Scan the records for "since" and copy each line that contains it.

Material supplied Block Start

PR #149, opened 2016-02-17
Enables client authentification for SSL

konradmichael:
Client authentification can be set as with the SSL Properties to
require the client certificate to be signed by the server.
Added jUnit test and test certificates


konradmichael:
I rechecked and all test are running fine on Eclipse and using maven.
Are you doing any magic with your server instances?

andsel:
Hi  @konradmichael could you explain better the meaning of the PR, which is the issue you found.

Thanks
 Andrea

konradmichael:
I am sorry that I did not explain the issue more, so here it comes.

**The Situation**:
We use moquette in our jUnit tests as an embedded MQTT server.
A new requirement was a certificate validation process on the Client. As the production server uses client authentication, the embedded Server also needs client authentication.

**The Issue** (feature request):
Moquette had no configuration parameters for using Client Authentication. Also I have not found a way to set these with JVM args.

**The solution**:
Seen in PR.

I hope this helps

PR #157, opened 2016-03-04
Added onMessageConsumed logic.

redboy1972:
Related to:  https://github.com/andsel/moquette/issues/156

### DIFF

Material supplied Block End
Material supplied Block Start

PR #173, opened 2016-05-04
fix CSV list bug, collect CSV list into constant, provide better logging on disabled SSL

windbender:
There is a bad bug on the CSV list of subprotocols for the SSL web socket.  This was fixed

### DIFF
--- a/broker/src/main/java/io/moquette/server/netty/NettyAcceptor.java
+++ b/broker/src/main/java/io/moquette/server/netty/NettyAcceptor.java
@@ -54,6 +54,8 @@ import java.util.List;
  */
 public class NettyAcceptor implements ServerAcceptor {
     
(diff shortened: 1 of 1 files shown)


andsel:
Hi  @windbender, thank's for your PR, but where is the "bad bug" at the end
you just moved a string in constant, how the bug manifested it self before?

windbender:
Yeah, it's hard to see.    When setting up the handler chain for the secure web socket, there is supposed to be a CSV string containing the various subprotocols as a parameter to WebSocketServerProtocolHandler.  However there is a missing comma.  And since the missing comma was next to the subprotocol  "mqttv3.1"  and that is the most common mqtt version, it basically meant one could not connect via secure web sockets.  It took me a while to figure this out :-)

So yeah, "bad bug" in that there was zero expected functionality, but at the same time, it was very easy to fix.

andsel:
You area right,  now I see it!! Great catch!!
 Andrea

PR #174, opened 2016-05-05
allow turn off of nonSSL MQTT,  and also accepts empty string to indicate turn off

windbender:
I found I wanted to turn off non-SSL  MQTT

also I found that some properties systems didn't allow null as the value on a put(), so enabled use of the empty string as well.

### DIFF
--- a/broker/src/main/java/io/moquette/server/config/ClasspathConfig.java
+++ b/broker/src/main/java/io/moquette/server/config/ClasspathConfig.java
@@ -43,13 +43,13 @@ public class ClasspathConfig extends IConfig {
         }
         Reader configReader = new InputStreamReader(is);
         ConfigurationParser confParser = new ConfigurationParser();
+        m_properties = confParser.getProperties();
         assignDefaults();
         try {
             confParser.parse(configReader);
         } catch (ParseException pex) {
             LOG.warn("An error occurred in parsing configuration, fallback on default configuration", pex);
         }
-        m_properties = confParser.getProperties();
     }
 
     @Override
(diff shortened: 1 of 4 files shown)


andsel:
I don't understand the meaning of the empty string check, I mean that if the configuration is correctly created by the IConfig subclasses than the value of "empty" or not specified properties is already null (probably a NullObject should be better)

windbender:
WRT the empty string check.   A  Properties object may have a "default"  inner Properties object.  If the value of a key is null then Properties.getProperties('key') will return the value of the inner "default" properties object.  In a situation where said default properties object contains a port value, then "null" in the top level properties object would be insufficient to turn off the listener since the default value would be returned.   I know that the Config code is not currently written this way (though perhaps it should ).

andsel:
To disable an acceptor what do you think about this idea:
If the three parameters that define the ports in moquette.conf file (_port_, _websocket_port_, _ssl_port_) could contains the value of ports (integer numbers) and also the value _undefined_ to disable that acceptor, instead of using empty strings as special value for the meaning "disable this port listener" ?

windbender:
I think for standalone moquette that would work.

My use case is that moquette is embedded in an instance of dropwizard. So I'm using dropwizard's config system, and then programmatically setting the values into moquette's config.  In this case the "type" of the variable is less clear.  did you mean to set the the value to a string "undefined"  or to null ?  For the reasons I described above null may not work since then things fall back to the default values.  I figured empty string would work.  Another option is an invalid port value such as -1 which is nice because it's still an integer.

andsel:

Material supplied Block End

Answer to this problem:
Yeah, it's hard to see.    When setting up the handler chain for the secure web socket, there is supposed to be a CSV string containing the various subprotocols as a parameter to WebSocketServerProtocolHandler.  However there is a missing comma.  And since the missing comma was next to the subprotocol  "mqttv3.1"  and that is the most common mqtt version, it basically meant one could not connect via secure web sockets.  It took me a while to figure this out :-)
WRT the empty string check.   A  Properties object may have a "default"  inner Properties object.  If the value of a key is null then Properties.getProperties('key') will return the value of the inner "default" properties object.  In a situation where said default properties object contains a port value, then "null" in the top level properties object would be insufficient to turn off the listener since the default value would be returned.   I know that the Config code is not currently written this way (though perhaps it should ).
My use case is that moquette is embedded in an instance of dropwizard. So I'm using dropwizard's config system, and then programmatically setting the values into moquette's config.  In this case the "type" of the variable is less clear.  did you mean to set the the value to a string "undefined"  or to null ?  For the reasons I described above null may not work since then things fall back to the default values.  I figured empty string would work.  Another option is an invalid port value such as -1 which is nice because it's still an integer.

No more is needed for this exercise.